I'm taking SE exam in April 2021. I wonder if I can bring my codes that's the latest version instead of the old version listed by NCEES specifications? For example, can I take AASHTO 8th instead of 7th? And IBC 2018 instead of 2015? I'm not so worried about that in AM part, but in PM part, if I want to refer to the codes, is it ok to refer to AASHTO 8th? BTW, let me know if anyone wants to study together or there's a study group I can join. Thanks!


Lily


----------



## DoctorWho-PE (Jan 30, 2021)

Short answer, is I would not. There are a LOT of changes between AASHTO 7 and AASHTO 8, and they do like to ask questions that would give different results based on things that are different between the codes. IBC, you might be able to get away with, I am not sure what the major changes are between the two versions.


----------



## YYY.Structural (Jan 30, 2021)

vhab49_PE said:


> Short answer, is I would not. There are a LOT of changes between AASHTO 7 and AASHTO 8, and they do like to ask questions that would give different results based on things that are different between the codes. IBC, you might be able to get away with, I am not sure what the major changes are between the two versions.

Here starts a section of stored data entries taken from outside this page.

PR #20, opened 2019-05-30
Add Ruby portfile

### LINKED ISSUE #16: RubyGems template
Template for RubyGems frontend is missing and needs to be added.

Korusuke:
Closes #16

### DIFF
--- a/upt_macports/templates/ruby.Portfile
+++ b/upt_macports/templates/ruby.Portfile
@@ -1,0 +1,34 @@
+{% extends 'base.Portfile' %}
+
+{% block portgroup %}
+PortGroup           ruby 1.0
+{% endblock %}
+{% block nameversion %}
+ruby.setup          {{ pkg._pkgname() }} {{ pkg.upt_pkg.version }} gem {} rubygems
+ruby.branches       2.5 2.6
+revision            0
+{% endblock %}
+
+{% block versions %}
+{% if pkg.upt_pkg.requirements.run or pkg.upt_pkg.requirements.test %}
+if {${subport} ne ${name}} {
+    {% if pkg.upt_pkg.requirements.run %}
+    depends_lib-append \
+                    {% for i in pkg.upt_pkg.requirements.run|sort(attribute='name') %}
+                    port:rb${ruby.version}-{{i.name}}{% if not loop.last %} \
+                    {% endif %}
+                    {% endfor %}
+    {% endif %}
+
+
+    {% if pkg.upt_pkg.requirements.test %}
+    depends_test-append \
+                    {% for i in pkg.upt_pkg.requirements.test|sort(attribute='name') %}
+                    port:rb${ruby.version}-{{i.name}}{% if not loop.last %} \
+                    {% endif %}
+                    {% endfor %}
+    {% endif %}
+
+}
+{% endif %}
+{% endblock %}
--- a/upt_macports/tests/test_ruby_package.py
+++ b/upt_macports/tests/test_ruby_package.py
@@ -1,0 +1,22 @@
+import unittest
+
+import upt
+
+from upt_macports.upt_macports import MacPortsRubyPackage
+
+
+class TestMacPortsRubyPackage(unittest.TestCase):
+    def setUp(self):
+        self.package = MacPortsRubyPackage()
+        self.package.upt_pkg = upt.Package('test-pkg', '13.37')
+
+    def test_pkgname(self):
+        expected = ['Foo', 'foo', 'Foo-bar', 'foo-bar']
+        names = ['Foo', 'foo', 'Foo-bar', 'foo-bar']
+        for (name, expected_name) in zip(names, expected):
+            self.package.upt_pkg = upt.Package(name, '13.37')
+            self.assertEqual(self.package._pkgname(), expected_name)
+
+
+if __name__ == '__main__':
+    unittest.main()
--- a/upt_macports/upt_macports.py
+++ b/upt_macports/upt_macports.py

yeah, I will go with all the code versions as listed, no need to take the risk. Thank you!


----------



## FLOrida (Jan 31, 2021)

YYY.Structural said:


> yeah, I will go with all the code versions as listed, no need to take the risk. Thank you!


absolutely. i remember getting a single answer from a $200 book on a test snd wasnt too botherd by it. every point counts, dont think of the cost for books


----------